UNIDENTIFIED MALE: He was carrying a gun running after one of our teachers.
(END VIDEO CLIP)
COSTELLO: The gunman was found dead inside the school. Sources telling CNN he likely shot himself. And while police are not identifying him, they do say he was a student at the school.
This latest incident of gun violence in our schools have lit a huge fire under the gun debate again. By one count, there have been 74 school shootings since the Sandy Hook massacre in 2012. President Obama vented his frustrations, calling gun violence off the charts and that we should all be ashamed.
(BEGIN VIDEO CLIP)
BARACK OBAMA, PRESIDENT OF THE UNITED STATES: The United States does not have a monopoly on crazy people. It's not the only country that has psychosis. Yet, we kill each other these mass shootings at rates that are exponentially higher than any place else. Well, what's the difference? The difference is that these guys can stack up a bunch of ammunition in their houses and that's sort of par for the course. So the country has to do some soul searching about this. This is becoming the norm.
(END VIDEO CLIP)
COSTELLO: Cliff Schecter, who wrote an op-ed for "The Daily Beast" takes it a step farther, blaming the NRA. He writes in "The Daily Beast" column, quote: "We are reaping what they have sowed. Their rhetoric, their firearms policies, their followers. If we want to change things, it starts with not sugar-coating or ignoring the treasonous and murderous role played by the leaders of the NRA, but by acknowledging it and taking them on every day."

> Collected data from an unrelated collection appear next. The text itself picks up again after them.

PR #2287, opened 2026-06-22
[WC-3441] DG2: export column enhancements

yordan-st:
### Pull request type

---

### Description

When export type is set to "Default" for attribute columns, the exported Excel cells now use the attribute's own formatting (number decimals/grouping, date pattern) instead of exporting raw values without formatting.

For numbers, the exported cell mirrors what the grid shows: Mendix Decimal attributes do not expose a fixed decimal precision at runtime (only whether digits are grouped), so the format uses up to 8 fractional digits with trailing zeros suppressed. This keeps `1234.56` as `1234.56`, `0.5` as `0.5`, and integers as integers — instead of collapsing to whole numbers.

Also hides the export type and format properties in Studio Pro for dynamic text columns, since they have no effect.

1. Attribute column with exportType "Default" and a Decimal attribute → exported cell is a numeric cell that mirrors the grid (e.g. `1234.56` stays `1234.56`, `0.5` stays `0.5`, integers stay integers; thousands grouping applied when the attribute uses it). Excel format: `#,##0.########` (grouped) or `0.########` (ungrouped).
2. Attribute column with exportType "Default" and a DateTime attribute with custom pattern `dd/MM/yyyy` → exported cell should have Excel format `dd/mm/yyyy`
3. Attribute column with exportType "Number" or "Date" (custom) → still uses the manually specified export format (unchanged behavior)
4. Dynamic text column → Studio Pro should NOT show export type, export number format, or export date format properties
5. Custom content columns → unchanged behavior, all export types still work
6. Existing configurations with no changes → no regression, everything exports as before

### DIFF
--- a/packages/pluggableWidgets/datagrid-web/src/features/data-export/__tests__/cell-readers.spec.ts
+++ b/packages/pluggableWidgets/datagrid-web/src/features/data-export/__tests__/cell-readers.spec.ts
@@ -126,6 +126,36 @@ describe("cell-readers", () => {
             expect(cell.z).toBe("0");
         });
 
+        it("mirrors the grid when number formatter config omits decimalPrecision (grouped)", () => {
+            // Real Mendix Decimal attributes only expose `groupDigits` at runtime.
+            const attr = listAttribute(() => new Big("1234.56")) as any;
+            attr.formatter = { type: "number", config: { groupDigits: true } };
+            const col = column("Amount", c => {
+                c.showContentAs = "attribute";
+                c.attribute = attr;
+                c.exportType = "default";
+            });
+            const cell = readSingleCell(col);
+            expect(cell.t).toBe("n");
+            expect(cell.v).toBe(1234.56);
+            expect(cell.z).toBe("#,##0.########");
+        });
+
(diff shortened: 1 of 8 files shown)


packages/pluggableWidgets/datagrid-web/src/features/data-export/__tests__/cell-readers.spec.ts
```diff
@@ -68,6 +68,63 @@ describe("cell-readers", () => {
...
+            const attr = listAttribute(() => testDate) as any;
+            attr.formatter = { type: "datetime", config: { type: "custom", pattern: "dd/MM/yyyy" } };
+            const col = column("Created", c => {
+                c.showContentAs = "attribute";
+                c.attribute = attr;
+                c.exportType = "default";
+            });
+            const cell = readSingleCell(col);
+            expect(cell.t).toBe("d");
+            expect(cell.v).toEqual(new Date(Date.UTC(2024, 5, 15)));
```
iobuhov, line 96: Let's use same syntax as on line 86 to avoid confusion

iobuhov (dismissed):

leonardomendix (approved):

rahmanunver (approved):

Well, let's talk about that because those are strong words. Joining me now is Cliff Schecter. Welcome.
Those are tough words. Some might say too tough.
Can you hear me, Cliff? Well, we don't have audio, do we? Shall we take a break and come back? All right. We're going to go to break and come back with more right after this. I apologize.
(COMMERCIAL BREAK)
COSTELLO: Welcome back. I'm Carol Costello. We have our technical glitches worked out. Cliff Schecter of "The Daily Beast" is going to join us. And he blames the NRA for the recent spate of violence we have seen in our schools, in schools across the country and also the awful incident that went down in Las Vegas.
He says, quote, "We are reaping what they," the NRA, "have sowed. Their rhetoric, their firearms policies, their followers. If we want to change things, it starts with not sugar-coating or ignoring the treasonous and murderous role played by the leaders of the NRA, but by acknowledging it and taking them on every day."
So Cliff Schecter is here.
CLIFF SCHECTER, COLUMNIST, THE DAILY BEAST: Hi, can you hear me now?
COSTELLO: I can hear you now. We are all set to go. I don't know, calling the NRA murderous and treasonous. That's really strong.
SCHECTER: It is, Carol. But I feel like we have watched the same play over and over again. While I was writing the piece that I wrote on this murder of these two police officers in Las Vegas, we had this next shooting in Oregon. And you almost can't sit down to write something without the next one happening.
And the NRA has spent 30 years pumping paranoia into sort of the most unstable members of society and feeding them with conspiracy theories, telling them that black helicopters are coming to get them, that President Obama is coming to get them, that our government is killing them, that the ATF, who are only trying to do their job, are jack- booted thugs.